Collected data:

__________________________________________________

PR #153, opened 2017-09-29
request from design/art to add all the assets we had, but never hooke…

WilliamHarmonMS:
…d up


WilliamHarmonMS:
@Hamms @joshlory PTAL if this is good? Pretty straight forward. We should be able to merge this in with no complaints?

__________________________________________________

**Work order**
Restate the entries above word for word.

**Solution**
PR #153, opened 2017-09-29
request from design/art to add all the assets we had, but never hooke…

WilliamHarmonMS:
…d up


WilliamHarmonMS:
@Hamms @joshlory PTAL if this is good? Pretty straight forward. We should be able to merge this in with no complaints?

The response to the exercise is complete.